Two investigations conducted by Ahmad et al. (2012) and Khamees (2017) assessed the antimicrobial properties of $R$. sativus seed extract against various bacterial strains, including S. aureus, K. pneumoniae, P. aeruginosa, and E. coli. The findings from both studies indicated that the $R$. sativus seed extract demonstrated considerable antibacterial efficacy against all bacterial strains examined. Additionally, both studies revealed the presence of various bioactive compounds, such as alkaloids, flavonoids, and saponins, within the extract, which are believed to play a role in its antibacterial effects. In a related study by Jadoun, Yazbak, Rushrush, Rudy, and Azaizeh (2016), the antibacterial activity of $R$. sativus seed extract was tested against several standard bacterial strains, including S. aureus, Escherichia coli, and K. pneumoniae, with minimum inhibitory concentrations ranging from 0.5 to $1\mathrm{mg / mL}$. The study also identified a novel sulfur compound that contributes to the antibacterial activity. Collectively, these studies indicate that $R$. sativus extract holds promise as a natural antibacterial agent, with potential applications in food preservation and various other industries.

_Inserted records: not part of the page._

PR #929, opened 2019-11-14
Remove sys.exit from knowledge loader

MatthijsBurgh:


LoyVanBeek:
I'm out of the loop, which issue is solved by this?

MatthijsBurgh:
A problem I experienced by construction tests in CI. As knowledge is sometimes loaded outside the `setup_statemachine` functions. The knowledge is loaded on import. As during the import `sys.exit` is called, the actual test is never reached. This was very difficult to debug. An raise would be a much nicer solution

TL; DR:
I don't think anywhere in the code `sys.exit` should be called, except in the `__main__`.

LoyVanBeek:
> I don't think anywhere in the code `sys.exit` should be called, except in the `__main__`
Agreed

PR #952, opened 2019-12-10
Initial version of point detect smach state

JosjaG:
Merge after https://github.com/tue-robotics/action_server/pull/133


robot_smach_states/src/robot_smach_states/human_interaction/entity_from_operator_pose.py
```diff
@@ -0,0 +1,118 @@
...
+        :param robot: Robot API object
+        :param knowledge: available knowledge to be used for the furniture
+        """
+        State.__init__(self, outcomes=['succeeded', 'failed'])
+        self._robot = robot
+        self.operator = None
+        self.all_possible_furniture = knowledge.location_names
+
+    def execute(self, userdata=None):
+        rospy.loginfo("I entered the execution state!")
```
PetervDooren: This statement is unneccessary

robot_smach_states/src/robot_smach_states/human_interaction/entity_from_operator_pose.py
```diff
@@ -0,0 +1,118 @@
...
+                i=result.entity_id, p=result.intersection_point.point))
+
+            if result.entity_id in self.all_possible_furniture:
+                final_result = result
+            else:
+                rospy.loginfo("{} is not furniture".format(result.entity_id))
+                self._robot.speech.speak("That's not furniture, you dummy.")
+                rospy.sleep(3)
+                self.operator = None
+                self._robot.get_arm().send_joint_goal("reset")
```
PetervDooren: Why do we need to reset the arm?

robot_smach_states/src/robot_smach_states/human_interaction/entity_from_operator_pose.py
```diff
@@ -0,0 +1,118 @@
...
+
+    def _show_image(self, timeout=5.0):  # could also use /hero/openpose/result_image as rgb (same msg type)
+        rgb, depth, depth_info = self._robot.perception.get_rgb_depth_caminfo()
+        self._robot.hmi.show_image_from_msg(rgb, timeout)
+        return rgb, depth, depth_info
+
+    def _prep_operator(self):
+        self.operator = None
+
+        self._robot.ed.reset()
```
PetervDooren: I would not reset ed. That is far too destructive. Why do we reset it?

robot_smach_states/src/robot_smach_states/human_interaction/entity_from_operator_pose.py
```diff
@@ -0,0 +1,118 @@
...
+                person = persons[0]
+                if self._is_operator(person):
+                    self.operator = person
+
+        # robot.speech.speak("I see an operator at %.2f meter in front of me" % OPERATOR.position.z)
+        rospy.loginfo("I see an operator at %.2f meter in front of me" % self.operator.position.z)
+
+        return
+
+    def _is_operator(self, person):
```
PetervDooren: I would rename this to something that better reflects what the function does.
like '_verify_operator_pose'

robot_smach_states/src/robot_smach_states/human_interaction/entity_from_operator_pose.py
```diff
@@ -94,15 +90,15 @@ def _get_operator(self):
             if persons:
                 persons = sorted(persons, key=lambda x: x.position.z)
                 person = persons[0]
```
alberth: Sorting an entire list and then take the first element is an expensive form of finding the element with the minimum value.
A cheaper solution is `min(persons, key=lambda p: p.position.z)`
For more details, see https://docs.python.org/2.7/library/functions.html?highlight=min#min

JosjaG:
Two comments based on testing:
* It would be better if the robot would wait until it sees an operator (with a timeout), instead of simply fail if it does not immediately find one. 
* The distance to operator is not correct; perhaps check if the correct set of joints can be found and if not, based on the amount of joints that can be found ask the operator to move closer or further away.

robot_smach_states/src/robot_smach_states/human_interaction/entity_from_operator_pose.py
```diff
@@ -0,0 +1,114 @@
...
+            except:
+                return 'failed'
+                # failures should be caught
+            if persons:
+                persons = sorted(persons, key=lambda x: x.position.z)
+                person = persons[0]
+                if self._verify_operator_pose(person):
+                    self.operator = person
+
+        # robot.speech.speak("I see an operator at %.2f meter in front of me" % OPERATOR.position.z)
```
MatthijsBurgh:
```suggestion
```

JosjaG:
Another comment based on testing:
- There's a bug in the ray tracer (in the PointRayTraceResult (in raytrace.cpp)), will make a separate issue

JosjaG:
@MatthijsBurgh do you know why some of the checks fail?

MatthijsBurgh:
> @MatthijsBurgh do you know why some of the checks fail?

All separate issues

MatthijsBurgh:
apt-get was no installing recommended targets anymore. A PR, https://github.com/tue-robotics/tue-env/pull/469, to revert this has been opened. This caused some libraries to be missing.

I have removed the operator cleanup from the cleanup challenge, as this is not working as that ed plugin is not available. Which also removes the dependency on the Python Imaging Library, PIL, which was missing.

PR #956, opened 2019-12-14
Rwc2019 set the table

PetervDooren:


PetervDooren:
This pull request gives way to many conflicts. I cant find where it happens but it is too much effort for too little gain to find out. Hotfix for this is made in #959

PR #964, opened 2019-12-14
Use weak references to store active designators.

alberth:
Using a plain list makes created designators to exist forever. Using a weak reference to it allows it to be removed from memory, once nobody has a link to it.

As a result, the set will contain only the designators that are in use (or at least can be accessed).

Using a set means the order may get messed up, but a graph is built from the found designators, so the order doesn't seem highly relevant anyway.

### DIFF
--- a/robot_smach_states/src/robot_smach_states/util/designators/core.py
+++ b/robot_smach_states/src/robot_smach_states/util/designators/core.py
@@ -1,4 +1,5 @@
 __author__ = 'loy'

A study conducted by Törün, Çoban, Biyik, and Barişik (2017) examined the antimicrobial properties of methanolic extracts from R. sativus against ten distinct pathogenic microorganisms, such as S. aureus, E. coli, and K. pneumoniae. Utilizing the Disc diffusion method, the findings revealed that the extract exhibited antibacterial activity solely against S. aureus.
In the current study, the growth of S. aureus was found to be inhibited by $2.03\mathrm{mg / ml}$ of Vitis labrusca seeds protein extract. Additionally, the extract was also observed to inhibit the growth of S. epidermidis at a concentration of $4.06\mathrm{mg / ml}$. Few studies have investigated the antibacterial properties of V. labrusca seed extracts. Junior et al. (2021) found that the extracts presented some inhibitory effect against E. coli (IAL 2064) and S. aureus.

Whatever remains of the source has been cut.